Even if the U.S. had managed to simply reach the average of the world of 0.058% mortality, i.e. competing against such beacons of healthcare and wealth as the Congo, the U.S. outcome would have been a mere 190k, i.e. 470k souls saved.

Unless you're suggesting that U.S. Americans are somehow inherently inferior to people in other countries, or that the health care system is the world's worst, one would think that the differences will lie in policy and different measures would have changed the outcome.

I'll leave it as an exercise to you to draw a fairer comparison, maybe by comparing to OECD countries rather than all of them.

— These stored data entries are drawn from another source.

PR #3462, opened 2025-03-18
Patch dependencies to fix unacceptably low minimum CMake requirement

ChrisThrasher:
## Description

Newer versions of CMake have ended or deprecated support for scripts that require 3.5 or 3.10 so I added a max policy version just barely new enough to silence the warning. This is required to ensure that those using CMake 4 don't have their builds suddenly break.


eXpl0it3r (approved):
This not only gets rid of the failures with CMake 4, but also removes the warnings in CMake 3 regarding the old versions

Astounding, how generous you are with other people's lives. Dogmatism is overlooking the data and holding on to your misbelief. You will know more about that than I do, I am afraid.




The dataset on Covid is so wildly incomplete to invalidate the objectivity of your entire argument.

> competing against such beacons of healthcare and wealth as the Congo

The Democratic Republic of the Congo has had 1.23 deaths per 100k population from Covid [1]. Why do you think the US has 200x deaths per population than the DRC ?

> Unless you're suggesting that U.S. Americans are somehow inherently inferior to people in other countries

Yes people are not all the same, and those different factors effect outcomes. The US has a large populations that are elderly, chronically sick, urban, highly mobile etc, were tested for covid, etc.

Saying hundreds of thousands of people could have been saved in the US is highly speculative.